----- TASK DATA -----

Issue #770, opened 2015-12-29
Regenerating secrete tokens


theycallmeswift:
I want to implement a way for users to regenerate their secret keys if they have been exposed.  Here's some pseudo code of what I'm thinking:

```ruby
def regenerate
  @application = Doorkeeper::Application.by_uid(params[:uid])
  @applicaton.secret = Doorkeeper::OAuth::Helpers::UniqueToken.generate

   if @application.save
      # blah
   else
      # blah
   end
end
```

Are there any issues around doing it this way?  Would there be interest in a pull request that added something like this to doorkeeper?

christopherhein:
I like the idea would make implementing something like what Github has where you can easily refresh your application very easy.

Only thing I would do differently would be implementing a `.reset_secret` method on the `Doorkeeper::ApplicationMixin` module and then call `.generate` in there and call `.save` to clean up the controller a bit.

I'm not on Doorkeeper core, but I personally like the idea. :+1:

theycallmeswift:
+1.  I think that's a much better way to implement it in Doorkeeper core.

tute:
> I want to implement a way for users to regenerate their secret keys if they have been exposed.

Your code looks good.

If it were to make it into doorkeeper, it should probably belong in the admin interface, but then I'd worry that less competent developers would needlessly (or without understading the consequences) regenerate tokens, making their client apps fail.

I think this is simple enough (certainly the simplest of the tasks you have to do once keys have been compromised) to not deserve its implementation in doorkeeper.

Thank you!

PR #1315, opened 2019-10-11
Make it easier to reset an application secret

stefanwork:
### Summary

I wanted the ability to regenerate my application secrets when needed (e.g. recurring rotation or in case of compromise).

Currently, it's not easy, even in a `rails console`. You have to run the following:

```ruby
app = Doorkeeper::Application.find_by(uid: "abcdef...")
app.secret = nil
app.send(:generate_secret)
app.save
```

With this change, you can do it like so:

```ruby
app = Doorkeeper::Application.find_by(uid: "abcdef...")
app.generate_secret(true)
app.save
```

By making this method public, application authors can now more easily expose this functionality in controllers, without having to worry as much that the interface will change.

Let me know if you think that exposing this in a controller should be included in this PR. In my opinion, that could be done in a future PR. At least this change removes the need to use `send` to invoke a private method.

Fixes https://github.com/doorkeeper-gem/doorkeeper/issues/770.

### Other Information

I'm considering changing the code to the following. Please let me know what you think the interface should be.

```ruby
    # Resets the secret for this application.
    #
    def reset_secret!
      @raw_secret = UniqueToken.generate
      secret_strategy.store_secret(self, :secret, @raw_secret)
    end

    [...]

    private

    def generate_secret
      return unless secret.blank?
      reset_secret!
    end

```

-----
----- TASK DATA -----

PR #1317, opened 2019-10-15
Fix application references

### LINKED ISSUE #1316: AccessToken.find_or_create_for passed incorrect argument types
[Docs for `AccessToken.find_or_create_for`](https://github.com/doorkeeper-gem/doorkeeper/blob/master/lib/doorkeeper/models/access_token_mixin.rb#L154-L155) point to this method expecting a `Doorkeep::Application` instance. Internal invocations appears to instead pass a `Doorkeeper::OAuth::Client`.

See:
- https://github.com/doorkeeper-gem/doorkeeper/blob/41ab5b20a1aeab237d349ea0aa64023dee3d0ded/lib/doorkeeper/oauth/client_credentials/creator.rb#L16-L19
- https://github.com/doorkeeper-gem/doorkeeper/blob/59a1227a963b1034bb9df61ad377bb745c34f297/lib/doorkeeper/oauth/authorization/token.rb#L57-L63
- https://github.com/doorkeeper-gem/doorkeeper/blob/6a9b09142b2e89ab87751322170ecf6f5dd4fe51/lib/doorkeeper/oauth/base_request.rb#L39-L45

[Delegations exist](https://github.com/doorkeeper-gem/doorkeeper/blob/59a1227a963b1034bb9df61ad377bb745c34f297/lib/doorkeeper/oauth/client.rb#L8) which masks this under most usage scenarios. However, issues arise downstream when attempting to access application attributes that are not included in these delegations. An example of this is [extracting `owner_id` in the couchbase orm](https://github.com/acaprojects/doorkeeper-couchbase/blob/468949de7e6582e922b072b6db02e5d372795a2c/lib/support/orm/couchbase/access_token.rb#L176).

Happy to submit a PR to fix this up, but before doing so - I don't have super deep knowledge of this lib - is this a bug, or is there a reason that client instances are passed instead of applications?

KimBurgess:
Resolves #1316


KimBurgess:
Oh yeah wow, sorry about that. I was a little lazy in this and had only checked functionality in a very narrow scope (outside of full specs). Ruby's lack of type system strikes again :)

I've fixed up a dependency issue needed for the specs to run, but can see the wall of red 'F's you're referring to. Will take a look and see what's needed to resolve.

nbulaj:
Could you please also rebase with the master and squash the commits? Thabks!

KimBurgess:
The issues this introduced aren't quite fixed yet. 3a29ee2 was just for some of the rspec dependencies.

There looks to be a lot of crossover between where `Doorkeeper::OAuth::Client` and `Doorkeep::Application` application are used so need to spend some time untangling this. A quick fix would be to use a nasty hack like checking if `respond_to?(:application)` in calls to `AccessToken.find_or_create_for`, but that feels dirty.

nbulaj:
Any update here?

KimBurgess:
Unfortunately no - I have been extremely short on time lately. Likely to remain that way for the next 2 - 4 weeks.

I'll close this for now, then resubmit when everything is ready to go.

-----
----- TASK DATA -----

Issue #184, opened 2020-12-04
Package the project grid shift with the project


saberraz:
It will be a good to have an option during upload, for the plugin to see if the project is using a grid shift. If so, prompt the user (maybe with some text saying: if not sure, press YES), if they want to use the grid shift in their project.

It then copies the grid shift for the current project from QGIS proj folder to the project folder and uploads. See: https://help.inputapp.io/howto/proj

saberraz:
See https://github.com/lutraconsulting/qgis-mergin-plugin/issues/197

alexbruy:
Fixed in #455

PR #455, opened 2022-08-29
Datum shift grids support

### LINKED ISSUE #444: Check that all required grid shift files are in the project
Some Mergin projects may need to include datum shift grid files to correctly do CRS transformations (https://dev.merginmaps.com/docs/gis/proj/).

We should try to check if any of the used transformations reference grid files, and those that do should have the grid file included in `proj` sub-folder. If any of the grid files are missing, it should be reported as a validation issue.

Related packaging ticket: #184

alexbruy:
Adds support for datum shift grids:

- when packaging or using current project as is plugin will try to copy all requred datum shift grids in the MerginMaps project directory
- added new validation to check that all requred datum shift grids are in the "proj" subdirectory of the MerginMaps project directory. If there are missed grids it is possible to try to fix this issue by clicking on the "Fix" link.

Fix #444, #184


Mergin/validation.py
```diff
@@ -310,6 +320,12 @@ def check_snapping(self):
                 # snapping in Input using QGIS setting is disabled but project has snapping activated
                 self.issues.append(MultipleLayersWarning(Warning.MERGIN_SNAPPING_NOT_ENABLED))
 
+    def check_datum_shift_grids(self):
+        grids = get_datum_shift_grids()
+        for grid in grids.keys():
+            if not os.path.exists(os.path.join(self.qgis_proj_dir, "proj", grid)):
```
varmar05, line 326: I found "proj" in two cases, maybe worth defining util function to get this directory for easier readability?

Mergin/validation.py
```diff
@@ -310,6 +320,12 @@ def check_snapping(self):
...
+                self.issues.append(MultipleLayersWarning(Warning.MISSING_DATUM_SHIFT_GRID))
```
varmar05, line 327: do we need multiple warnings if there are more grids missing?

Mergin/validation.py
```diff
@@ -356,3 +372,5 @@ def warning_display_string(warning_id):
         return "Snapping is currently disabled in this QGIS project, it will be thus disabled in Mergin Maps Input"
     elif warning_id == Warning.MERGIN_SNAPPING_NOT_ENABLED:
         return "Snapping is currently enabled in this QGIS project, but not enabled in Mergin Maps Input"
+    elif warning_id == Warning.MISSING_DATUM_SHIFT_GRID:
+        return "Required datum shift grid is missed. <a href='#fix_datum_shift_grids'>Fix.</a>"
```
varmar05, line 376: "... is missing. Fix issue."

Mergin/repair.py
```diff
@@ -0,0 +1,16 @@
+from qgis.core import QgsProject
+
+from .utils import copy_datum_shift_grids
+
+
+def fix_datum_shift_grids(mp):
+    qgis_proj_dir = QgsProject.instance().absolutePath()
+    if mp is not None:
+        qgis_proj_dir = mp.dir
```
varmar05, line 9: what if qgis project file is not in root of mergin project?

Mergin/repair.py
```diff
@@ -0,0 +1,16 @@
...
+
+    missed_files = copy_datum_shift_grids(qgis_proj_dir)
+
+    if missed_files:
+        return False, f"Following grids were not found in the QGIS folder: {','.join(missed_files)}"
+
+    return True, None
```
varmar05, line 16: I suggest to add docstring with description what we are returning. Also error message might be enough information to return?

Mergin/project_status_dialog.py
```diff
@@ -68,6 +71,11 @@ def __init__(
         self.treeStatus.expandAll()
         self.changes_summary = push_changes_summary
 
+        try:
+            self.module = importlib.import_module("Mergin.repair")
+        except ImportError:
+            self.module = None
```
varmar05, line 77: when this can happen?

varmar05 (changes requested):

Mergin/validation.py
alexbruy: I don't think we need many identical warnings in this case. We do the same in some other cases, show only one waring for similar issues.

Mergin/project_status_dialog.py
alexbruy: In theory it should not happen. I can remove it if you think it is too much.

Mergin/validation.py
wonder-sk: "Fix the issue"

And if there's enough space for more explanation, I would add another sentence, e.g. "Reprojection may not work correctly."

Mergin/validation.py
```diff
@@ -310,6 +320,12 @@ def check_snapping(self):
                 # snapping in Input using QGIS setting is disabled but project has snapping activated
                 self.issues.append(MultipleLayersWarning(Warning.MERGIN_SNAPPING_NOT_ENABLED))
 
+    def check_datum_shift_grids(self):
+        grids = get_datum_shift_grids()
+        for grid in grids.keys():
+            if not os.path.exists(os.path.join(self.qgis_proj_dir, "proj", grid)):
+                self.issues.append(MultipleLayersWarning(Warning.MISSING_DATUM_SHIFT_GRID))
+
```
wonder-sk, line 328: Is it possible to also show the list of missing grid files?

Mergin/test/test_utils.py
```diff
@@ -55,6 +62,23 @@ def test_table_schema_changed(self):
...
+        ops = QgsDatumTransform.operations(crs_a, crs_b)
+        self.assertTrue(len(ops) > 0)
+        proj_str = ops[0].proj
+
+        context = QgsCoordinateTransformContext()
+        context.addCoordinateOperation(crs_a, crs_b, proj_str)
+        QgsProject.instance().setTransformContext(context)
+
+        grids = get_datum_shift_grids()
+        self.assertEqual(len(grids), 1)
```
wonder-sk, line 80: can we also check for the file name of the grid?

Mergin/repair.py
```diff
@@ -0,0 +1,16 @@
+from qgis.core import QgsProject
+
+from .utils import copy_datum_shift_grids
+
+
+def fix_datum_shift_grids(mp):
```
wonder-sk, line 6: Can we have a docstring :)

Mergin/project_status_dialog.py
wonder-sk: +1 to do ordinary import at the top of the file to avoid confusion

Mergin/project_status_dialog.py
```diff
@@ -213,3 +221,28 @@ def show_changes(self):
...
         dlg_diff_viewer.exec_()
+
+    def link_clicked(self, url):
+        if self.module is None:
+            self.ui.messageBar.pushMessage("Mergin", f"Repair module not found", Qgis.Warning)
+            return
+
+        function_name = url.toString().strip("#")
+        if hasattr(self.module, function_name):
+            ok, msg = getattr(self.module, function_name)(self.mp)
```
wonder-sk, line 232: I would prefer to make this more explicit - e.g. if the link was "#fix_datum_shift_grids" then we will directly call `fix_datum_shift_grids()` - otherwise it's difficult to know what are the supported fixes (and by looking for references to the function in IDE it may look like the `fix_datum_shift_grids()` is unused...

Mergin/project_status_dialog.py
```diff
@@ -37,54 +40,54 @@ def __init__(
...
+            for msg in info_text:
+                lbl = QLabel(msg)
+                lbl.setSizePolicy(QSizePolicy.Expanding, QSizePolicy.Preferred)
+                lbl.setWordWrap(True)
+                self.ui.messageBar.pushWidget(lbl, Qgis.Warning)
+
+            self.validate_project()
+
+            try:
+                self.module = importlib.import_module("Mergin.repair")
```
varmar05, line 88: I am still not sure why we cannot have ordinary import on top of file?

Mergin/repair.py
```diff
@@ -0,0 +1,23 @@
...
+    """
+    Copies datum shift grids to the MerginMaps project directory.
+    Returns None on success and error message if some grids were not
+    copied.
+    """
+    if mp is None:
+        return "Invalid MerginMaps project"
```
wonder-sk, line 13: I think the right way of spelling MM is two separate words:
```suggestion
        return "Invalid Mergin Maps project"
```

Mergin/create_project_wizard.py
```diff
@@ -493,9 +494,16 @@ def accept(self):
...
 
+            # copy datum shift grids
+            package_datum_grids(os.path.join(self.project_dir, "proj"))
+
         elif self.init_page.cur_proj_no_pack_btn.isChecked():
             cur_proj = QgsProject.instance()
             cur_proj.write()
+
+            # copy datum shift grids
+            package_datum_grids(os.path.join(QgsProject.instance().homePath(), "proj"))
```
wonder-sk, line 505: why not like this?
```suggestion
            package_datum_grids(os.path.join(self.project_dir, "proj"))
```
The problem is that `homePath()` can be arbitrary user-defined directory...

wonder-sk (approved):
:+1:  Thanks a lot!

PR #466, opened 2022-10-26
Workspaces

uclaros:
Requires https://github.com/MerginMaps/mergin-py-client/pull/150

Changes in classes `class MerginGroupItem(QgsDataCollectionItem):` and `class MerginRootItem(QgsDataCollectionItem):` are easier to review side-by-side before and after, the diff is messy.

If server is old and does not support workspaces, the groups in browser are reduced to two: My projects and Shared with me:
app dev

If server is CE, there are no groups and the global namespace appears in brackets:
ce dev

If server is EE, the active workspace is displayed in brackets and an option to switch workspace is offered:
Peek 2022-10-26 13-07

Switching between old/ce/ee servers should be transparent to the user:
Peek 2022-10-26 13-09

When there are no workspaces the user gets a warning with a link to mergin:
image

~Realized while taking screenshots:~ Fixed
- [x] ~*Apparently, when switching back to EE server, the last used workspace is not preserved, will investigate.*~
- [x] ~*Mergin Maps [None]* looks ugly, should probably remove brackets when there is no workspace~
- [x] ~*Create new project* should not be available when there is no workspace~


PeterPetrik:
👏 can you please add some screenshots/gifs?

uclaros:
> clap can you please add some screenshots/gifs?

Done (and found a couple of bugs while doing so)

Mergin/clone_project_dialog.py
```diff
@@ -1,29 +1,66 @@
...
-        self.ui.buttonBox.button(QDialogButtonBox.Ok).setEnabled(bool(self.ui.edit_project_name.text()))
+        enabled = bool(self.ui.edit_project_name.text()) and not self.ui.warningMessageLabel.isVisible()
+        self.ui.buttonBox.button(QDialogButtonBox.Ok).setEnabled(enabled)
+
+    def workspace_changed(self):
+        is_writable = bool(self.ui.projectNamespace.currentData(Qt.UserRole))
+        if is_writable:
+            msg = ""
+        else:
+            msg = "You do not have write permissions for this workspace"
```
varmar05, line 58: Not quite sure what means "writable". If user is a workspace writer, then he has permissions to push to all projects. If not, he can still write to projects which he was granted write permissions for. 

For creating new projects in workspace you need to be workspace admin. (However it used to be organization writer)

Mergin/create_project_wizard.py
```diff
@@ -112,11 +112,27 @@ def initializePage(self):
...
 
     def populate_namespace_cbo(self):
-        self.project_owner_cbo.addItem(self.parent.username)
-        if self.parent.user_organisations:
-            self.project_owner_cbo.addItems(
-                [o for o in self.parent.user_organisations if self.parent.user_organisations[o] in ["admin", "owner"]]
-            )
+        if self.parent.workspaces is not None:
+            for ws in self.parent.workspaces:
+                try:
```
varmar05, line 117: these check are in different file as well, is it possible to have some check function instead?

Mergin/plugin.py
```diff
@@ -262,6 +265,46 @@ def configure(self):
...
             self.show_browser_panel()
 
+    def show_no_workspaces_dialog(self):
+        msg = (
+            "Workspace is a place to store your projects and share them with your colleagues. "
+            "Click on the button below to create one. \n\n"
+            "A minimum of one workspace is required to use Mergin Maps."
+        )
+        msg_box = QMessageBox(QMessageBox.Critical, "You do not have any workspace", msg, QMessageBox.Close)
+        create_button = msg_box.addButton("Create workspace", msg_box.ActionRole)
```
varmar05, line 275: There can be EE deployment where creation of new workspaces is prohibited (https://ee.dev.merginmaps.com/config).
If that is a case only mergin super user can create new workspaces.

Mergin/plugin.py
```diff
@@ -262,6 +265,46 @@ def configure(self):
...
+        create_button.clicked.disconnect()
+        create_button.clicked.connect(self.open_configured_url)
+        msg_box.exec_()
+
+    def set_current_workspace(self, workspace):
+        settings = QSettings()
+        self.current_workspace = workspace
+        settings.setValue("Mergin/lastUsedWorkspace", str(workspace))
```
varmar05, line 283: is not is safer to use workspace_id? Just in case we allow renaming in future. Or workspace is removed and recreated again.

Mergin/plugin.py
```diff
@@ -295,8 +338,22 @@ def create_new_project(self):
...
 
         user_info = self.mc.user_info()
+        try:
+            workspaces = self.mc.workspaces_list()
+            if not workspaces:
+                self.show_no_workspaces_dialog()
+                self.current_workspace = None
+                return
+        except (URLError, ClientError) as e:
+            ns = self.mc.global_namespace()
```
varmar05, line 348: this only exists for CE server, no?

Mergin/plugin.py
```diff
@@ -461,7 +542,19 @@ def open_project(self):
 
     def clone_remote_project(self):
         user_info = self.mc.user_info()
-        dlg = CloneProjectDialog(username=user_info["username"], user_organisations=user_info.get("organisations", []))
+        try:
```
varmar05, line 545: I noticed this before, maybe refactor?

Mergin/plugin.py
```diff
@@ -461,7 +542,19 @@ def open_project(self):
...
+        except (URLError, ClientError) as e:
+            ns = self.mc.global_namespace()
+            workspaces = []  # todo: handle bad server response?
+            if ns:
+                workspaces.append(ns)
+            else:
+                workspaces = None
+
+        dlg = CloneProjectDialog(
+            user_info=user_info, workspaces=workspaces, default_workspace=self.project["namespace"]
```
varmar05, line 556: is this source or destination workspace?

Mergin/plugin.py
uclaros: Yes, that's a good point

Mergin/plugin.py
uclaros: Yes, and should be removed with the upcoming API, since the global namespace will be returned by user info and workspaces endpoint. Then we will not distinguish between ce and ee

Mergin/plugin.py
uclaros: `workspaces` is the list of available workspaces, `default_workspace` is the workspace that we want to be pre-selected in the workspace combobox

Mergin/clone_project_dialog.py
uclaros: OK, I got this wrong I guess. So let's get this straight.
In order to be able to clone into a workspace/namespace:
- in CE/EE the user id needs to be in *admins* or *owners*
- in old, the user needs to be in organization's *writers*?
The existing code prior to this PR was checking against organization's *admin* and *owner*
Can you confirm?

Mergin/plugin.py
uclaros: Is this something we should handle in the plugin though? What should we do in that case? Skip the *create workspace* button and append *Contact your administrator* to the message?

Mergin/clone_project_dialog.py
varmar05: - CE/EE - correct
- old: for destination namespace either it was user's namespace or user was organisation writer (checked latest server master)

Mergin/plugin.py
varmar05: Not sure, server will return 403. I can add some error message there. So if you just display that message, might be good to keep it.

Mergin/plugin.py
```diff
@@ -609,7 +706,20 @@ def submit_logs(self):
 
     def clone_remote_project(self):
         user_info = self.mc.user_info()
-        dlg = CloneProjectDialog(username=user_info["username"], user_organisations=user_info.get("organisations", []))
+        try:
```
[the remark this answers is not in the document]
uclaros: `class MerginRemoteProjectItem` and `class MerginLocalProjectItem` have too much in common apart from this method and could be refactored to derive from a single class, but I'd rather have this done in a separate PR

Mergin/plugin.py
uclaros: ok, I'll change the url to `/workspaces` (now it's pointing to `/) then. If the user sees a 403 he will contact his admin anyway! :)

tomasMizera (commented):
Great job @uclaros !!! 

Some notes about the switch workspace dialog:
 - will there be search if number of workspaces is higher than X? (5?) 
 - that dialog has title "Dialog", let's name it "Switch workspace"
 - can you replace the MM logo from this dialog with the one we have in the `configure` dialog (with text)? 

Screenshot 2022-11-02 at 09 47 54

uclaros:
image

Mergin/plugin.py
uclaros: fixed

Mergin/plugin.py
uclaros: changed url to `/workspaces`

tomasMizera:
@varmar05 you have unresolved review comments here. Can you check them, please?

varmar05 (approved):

-----

**WORK TO BE COMPLETED**: What lines of the data contain the string "buttonBox"? List them.

**WRITTEN RESPONSE**:
-        self.ui.buttonBox.button(QDialogButtonBox.Ok).setEnabled(bool(self.ui.edit_project_name.text()))
+        self.ui.buttonBox.button(QDialogButtonBox.Ok).setEnabled(enabled)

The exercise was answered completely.